- [Task input]
......
Issue #3556, opened 2021-04-01
[BUG] URLs with characters '?' and '=' not encoded properly in sidebar search results.


zammitjohn:
**Describe the bug**
URLs with characters '?' and '=' not text encoded properly in sidebar search results. 
? -> %3F
= -> %3D
 
**To Reproduce**
1. Add element to sidebar element with 'href' containing a '?' or '='
2. Search for the element from the sidebar
3. Click on the result

**Environment (please complete the following information):**
- AdminLTE Version: v3.1.0
- Browser (Version): Chrome (Latest)

danny007in:
add url here ill check

danny007in:
Fixed in https://github.com/ColorlibHQ/AdminLTE/pull/3557

zammitjohn:
Thanks @danny007in!

muhanadali100:
not working with me and i use the last update

danny007in:
> 
> 
> not working with me and i use the last update

did u compiled

muhanadali100:
> 
> 
> > not working with me and i use the last update
> 
> did u compiled

yep i complied and not working

PR #3557, opened 2021-04-02
Fix: sidebar search url issue

danny007in:
Fixed https://github.com/ColorlibHQ/AdminLTE/issues/3556


zammitjohn (commented):
Do not use unescape to decode URIs, use decodeURI instead

zammitjohn (approved):

zammitjohn (approved):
......
Only the lines above that hold "properly" are wanted. Show every one of them.

- [Written response]
[BUG] URLs with characters '?' and '=' not encoded properly in sidebar search results.
URLs with characters '?' and '=' not text encoded properly in sidebar search results. 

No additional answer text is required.